GraphGists

Basic Query Tuning Example

We’ll start with a basic example to help you get the hang of profiling queries. The following examples will use a movies data set.

Let’s start by importing the data:

LOAD CSV WITH HEADERS FROM "https://raw.githubusercontent.com/neo4j/neo4j/2.3/manual/cypher/cypher-docs/src/docs/graphgists/query-tuning/movies.csv" AS line
MERGE (m:Movie {title:line.title})
ON CREATE SET m.released = toInteger(line.released), m.tagline = line.tagline
LOAD CSV WITH HEADERS FROM 'https://raw.githubusercontent.com/neo4j/neo4j/2.3/manual/cypher/cypher-docs/src/docs/graphgists/query-tuning/actors.csv' AS line

MATCH (m:Movie {title:line.title})
MERGE (p:Person {name:line.name})
ON CREATE SET p.born = toInteger(line.born)

MERGE (p)-[:ACTED_IN {roles:split(line.roles,";")}]->(m)
LOAD CSV WITH HEADERS FROM 'https://raw.githubusercontent.com/neo4j/neo4j/2.3/manual/cypher/cypher-docs/src/docs/graphgists/query-tuning/directors.csv' AS line
MATCH (m:Movie {title:line.title})
MERGE (p:Person {name:line.name})
ON CREATE SET p.born = toInteger(line.born)

MERGE (p)-[:DIRECTED]->(m)

Find Tom Hanks: Naive

Let’s say we want to write a query to find Tom Hanks. The naive way of doing this would be to write the following:

MATCH (p {name:"Tom Hanks"})
RETURN p

This query will find the Tom Hanks node but as the number of nodes in the database increase it will become slower and slower.

Profile

We can profile the query to find out why this query is so slow.

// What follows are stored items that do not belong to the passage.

PR #183, opened 2019-10-01
Make use of time source type for throttling logs

BMarchi:
Part of [797](https://github.com/ros2/rclcpp/issues/797). Gives meaning to the time_source_type argument to throttle macros.

- Linux [Build Status](https://ci.ros2.org/job/ci_linux/8497/)
- Arch [Build Status](https://ci.ros2.org/job/ci_linux-aarch64/4382/)
- Windows [Build Status](https://ci.ros2.org/job/ci_windows/8350/)
- OSX [Build Status](https://ci.ros2.org/job/ci_osx/6913/)


test/test_logging_macros.cpp
```diff
@@ -154,7 +154,7 @@ TEST_F(TestLoggingMacros, test_logging_throttle) {
     auto is_before_throttle_end =
       ((std::chrono::system_clock::now() - start) < throttle_time);
     RCUTILS_LOG_ERROR_THROTTLE(
-      RCUTILS_STEADY_TIME, throttle_time.count(), first ? "first" : "other");
+      rcutils_steady_time_now, throttle_time.count(), first ? "first" : "other");
```
hidmic: @BMarchi nit: why not keeping function behind the macro? `RCUTILS_STEADY_TIME` reads better.

rcutils/logging.py
```diff
@@ -54,7 +54,8 @@
 skipfirst_doc_lines = [
     'The first log call is being ignored but all subsequent calls are being processed.']
 throttle_params = OrderedDict((
-    ('time_source_type', 'The time source type of the time to be used'),
+    ('time_source_type', 'Function that returns rcutils_ret_t and expects a '
+        'rcutils_time_point_value_t pointer.'),
```
hidmic: @BMarchi nit: I wonder if `time_source` makes more sense than `time_source_type`. @dirk-thomas thoughts?

rcutils/logging.py
```diff
@@ -54,7 +54,8 @@
 skipfirst_doc_lines = [
     'The first log call is being ignored but all subsequent calls are being processed.']
 throttle_params = OrderedDict((
-    ('time_source_type', 'The time source type of the time to be used'),
+    ('time_source_type', 'Function that returns rcutils_ret_t and expects a '
```
dirk-thomas: How about renaming this parameter to match the new semantic, e.g. `get_time_point_value`?

hidmic: That goes against https://github.com/ros2/rcutils/pull/183#discussion_r330247026. Do we want to be explicit about the parameter being a function or do we want to hide it for the sake of API ergonomics? I'm slightly inclined towards the latter but it's not a strong stand.

dirk-thomas: The function parameter is being used as a function:

> if (time_source_type(&__rcutils_logging_now) != RCUTILS_RET_OK) {

There is no way you can just pass `RCUTILS_STEADY_TIME` (assuming it isn't a macro defining a function).

rcutils/logging.py
dirk-thomas: Well, "time source" has a very specific meaning in `rclcpp` and since this is not the same I would avoid using the same term for it. See my other comment for a suggestion.

BMarchi: So I should call it then `get_time_point_value`?

rcutils/logging.py
hidmic: That's precisely what I'm proposing, an alias for that function so that it reads better. But it's a detail and orthogonal to the actual macro parameter name.

hidmic: And that's what @BMarchi implemented in https://github.com/ros2/rcutils/pull/183/commits/e1b4344f90c79523908ece4454399e5743585eea. WDYT @dirk-thomas ?

dirk-thomas: My previous comment still applies: it is not a time source so it should not be named `time_source` imo.

rcutils/logging.py
```diff
@@ -168,7 +169,7 @@ def __init__(self, *, params=None, args=None, doc_lines=None):
             }, **name_args
         },
         doc_lines=skipfirst_doc_lines + throttle_doc_lines + name_doc_lines)),
-))
+    ))
```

PROFILE MATCH (p {name:"Tom Hanks"})
RETURN p

The first thing to keep in mind when reading execution plans is that you need to read from the bottom up.

In that vein, starting from the last row, the first thing we notice is that the value in the Rows column seems high given there is only one node with the name property Tom Hanks in the database. If we look across to the Operator column we’ll see that AllNodesScan has been used which means that the query planner scanned through all the nodes in the database.

Moving up to the previous row we see the Filter operator which will check the name property on each of the nodes passed through by AllNodesScan.

This seems like an inefficient way of finding Tom Hanks given that we are looking at many nodes that aren’t even people and therefore aren’t what we’re looking for.

Find Tom Hanks: Second Try

Whenever we’re looking for a node we should specify a label to help the query planner narrow down the search space. For this query we’d need to add a Person label.

MATCH (p:Person {name:"Tom Hanks"})
RETURN p

This query will be faster than the first one but as the number of people in our database increase we again notice that the query slows down.

Profile

Again we can profile the query to work out why our query is still a bit slow:

PROFILE MATCH (p:Person {name:"Tom Hanks"})
RETURN p

This time the Rows value on the last row has reduced so we’re not scanning some nodes that we were before which is a good start. The NodeByLabelScan operator indicates that we achieved this by first doing a linear scan of all the Person nodes in the database.

Once we’ve done that we again scan through all those nodes using the Filter operator, comparing the name property of each one.

This might be acceptable in some cases but if we’re going to be looking up people by name frequently then we’ll see better performance if we create an index on the name property for the Person label:

CREATE INDEX ON :Person(name)

Find Tom Hanks: With Index on Person

Now if we run the query again it will run more quickly:

MATCH (p:Person {name:"Tom Hanks"})
RETURN p

Provile

Let’s profile the query to see why this version is so much faster:

PROFILE MATCH (p:Person {name:"Tom Hanks"})
RETURN p

Our execution plan is down to a single row and uses the Node Index Seek operator which does a schema index seek to find the appropriate node.